▶ [The problem] In the listing below, how many lines contain the string "baseImage"? Answer with the number only.

◇ ◇ ◇ ◇ ◇ ◇ ◇

PR #318, opened 2024-02-01
[plugin] Feature: Build docker image

tadelv:
# Add option to PackagePlugin, to build image before building Lambda package

### Motivation:

I have a Swift Lambda that has dependencies that require the base docker image to have openssl-dev installed. The default implementation did not work for me - I must have missed something somewhere. Therefore I added another optional step to the packaging plugin to also build the image before the compilation step.

### Modifications:

Added two flags, `--build-docker-image` and `--docker-image-platform`, which when set will run an additional build step using `docker-buildx` and use the `Dockerfile` in the project root to build the image

### Result:

When additional arguments are passed to `swift package archive` and a Dockerfile is present, the plugin will build the image before compiling the Lambda

### DIFF
--- a/Plugins/AWSLambdaPackager/Plugin.swift
+++ b/Plugins/AWSLambdaPackager/Plugin.swift
@@ -105,8 +105,8 @@ struct AWSLambdaPackager: CommandPlugin {
         if buildDockerImage {
             try self.execute(
               executable: dockerToolPath.removingLastComponent().appending(subpath: "docker-buildx"),
-              arguments: ["--platform=\(buildDockerImagePlatform)", ".", "-t", baseImage],
-              logLevel: .debug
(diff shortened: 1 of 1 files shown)


tomerd:
thanks @tadelv, thanks for the suggestion and PR. the original design is that you can provide a `baseImage` which the plugin would use. this could be a vanilla image or one that you created yourself for example with additional system dependencies. building a custom base image is in principal a one-time thing, so wrapping that in the plugin does not seem to add a huge amount of value compared to just running the docker commands on your own and making the image available for future use. thoughts?

tadelv:
Hi @tomerd, thank you for chiming in! Like I mentioned before, I was sure I missed something :) I'm not familiar enough with Docker to have thought of using a different prebuilt base image. Thank you, this seems like a much better way. 

Do I close the PR?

◇ ◇ ◇ ◇ ◇ ◇ ◇

▶ [Task output] 2